В дверь позвонили. Наверняка соседей беспокоит шум или общество охраны животных прослышало об ошпаренном коте. Я осторожно приоткрыла дверь.
— Привет! — пропела моя мать, которая вела за руку маленького опрятного человечка в синем костюме. — Это Тед. Можно войти?
По сравнению с ними Люси и Нейл выглядели как очень сдержанная престарелая супружеская пара. Мама села в кресло, похлопала по сиденью рядом с собой и подвинулась, чтобы Тед мог втиснуться рядом с ней. Они держались за руки и все время улыбались. Виктория вызвалась сходить за едой и удалилась с видимым облегчением, злобно бормоча что-то себе под нос.
— Мы приехали на такси, — объяснила мама, продолжая поглаживать руку Теда. — Нам не хотелось тебя затруднять.
И правильно. Учитывая, что моя машина-инвалид стоит в гараже и ждет ремонта, а Виктория в настоящий момент враждебно настроена к любым проявлениям гетеросексуальных отношений, им оставалось только надеяться на мотоцикл Нейла.
— Значит, вы приехали уладить все дела? — спросила я.
— Да, дорогая.
Дорогая? Моя мать назвала меня «дорогая»? Она рехнулась? Перебор испанского солнца?
— У нас масса дел. Нужно все запаковать, обо всем договориться…
— Ты не собираешься продавать квартиру?
— Я же не дура! — возразила мать с прежним сарказмом, но тут же смягчилась, как только Тед успокаивающе погладил ее по руке. — Мы оба сохраним нашу недвижимость здесь, просто на всякий случай, — улыбнулась она.
— Мы не думаем, что там возникнут какие-то проблемы, — добавил Тед. Это была его первая фраза, если не считать «приятно познакомиться». — Британские бары на Майорке процветают.
Получилась прямо фраза из рекламы: «Британские бары на Майорке процветают! Купите себе один бар по нашей специальной цене до конца июня!»
— Прекрасно, — слабым голосом проговорила я, все еще с трудом представляя себе собственную мать, разливающую пиво.

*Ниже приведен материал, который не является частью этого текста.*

PR #256, opened 2016-06-06
Remove the "config.platform.php" option when installing the Symfony Demo app

### LINKED ISSUE #255: Remove the config.platform.php config after installing the Symfony Demo app
The `NewCommand` removes the `config.platform.php` Composer option after installing Symfony (look in the `updateComposerJson()` method).

We should do the same for the `DemoCommand` to avoid this problem when installing the Symfony Demo app.

javiereguiluz:
This fixes #255.

### DIFF
--- a/src/Symfony/Installer/DemoCommand.php
+++ b/src/Symfony/Installer/DemoCommand.php
@@ -156,33 +156,6 @@ class DemoCommand extends DownloadCommand
     }
 
     /**
-     * Updates the composer.json file to provide better values for some of the
-     * default configuration values.
-     *
-     * @return $this
-     */
-    protected function updateComposerJson()
-    {
-        $composerConfig = $this->getProjectComposerConfig();
-
-        if (isset($composerConfig['config']['platform']['php'])) {
-            unset($composerConfig['config']['platform']['php']);
-
-            if (empty($composerConfig['config']['platform'])) {
-                unset($composerConfig['config']['platform']);
-            }
-
-            if (empty($composerConfig['config'])) {
-                unset($composerConfig['config']);
-            }
-        }
-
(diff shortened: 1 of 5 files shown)


src/Symfony/Installer/DownloadCommand.php
```diff
@@ -545,6 +545,107 @@ protected function getUrlContents($url)
...
+     * It saves the given PHP array as the project's Composer config. In addition
+     * to JSON-serializing the contents, it synchronizes the composer.lock file to
+     * avoid out-of-sync Composer errors.
+     *
+     * @param array $config
+     */
+    protected function saveProjectComposerConfig(array $config)
+    {
+        $composerJsonFilepath = $this->projectDir.'/composer.json';
+        $this->fs->dumpFile($composerJsonFilepath, json_encode($config, JSON_PRETTY_PRINT | JSON_UNESCAPED_SLASHES)."\n");
```
Pierstoval: These JSON constants are available starting with PHP 5.4, so 5.3 users will get an error.
 
Maybe use the int flag manually : `128 | 64` and add a comment about the constants?

src/Symfony/Installer/DemoCommand.php
```diff
@@ -155,6 +156,33 @@ private function displayInstallationResult()
     }
 
     /**
+     * Updates the composer.json file to provide better values for some of the
+     * default configuration values.
+     *
+     * @return $this
+     */
+    protected function updateComposerJson()
```
xabbuh: Why not `private`?

javiereguiluz: Good question! I've refactored everything to move this method to the abstract parent class.

javiereguiluz:
This is now ready for the final review. Thanks!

Да знала ли я ее когда-нибудь? Я смотрела на загорелую незнакомку, сидевшую в гостиной со своим возлюбленным. Она выглядела моложе и стройнее, чем я ее помнила. Куда делся ее артрит? Что стало с головными болями, с колотьем в груди, с болезненным состоянием кожи и несчастным мочевым пузырем? Как Тед справляется с ее бессонницей? С ее причудами в еде? С ее аллергиями, меняющимися в зависимости от сезона, и настроением, которое колеблется даже сильнее, чем погода? Он не выглядел усталым и измученным. Он смотрел на нее с обожанием, которое я раньше видела только в глазах нашего старого спаниеля.
Всему этому находилось только одно возможное объяснение. Любовь. Любовь приручила ее. Любовь превратила мою мать из жуткой старой карги в милое и симпатичное существо. Умри от зависти, Виктория! И автор труда «Никому на свете не нужны мужчины» пусть умрет вместе с тобой. Вот живое и дышащее доказательство вашей ошибки!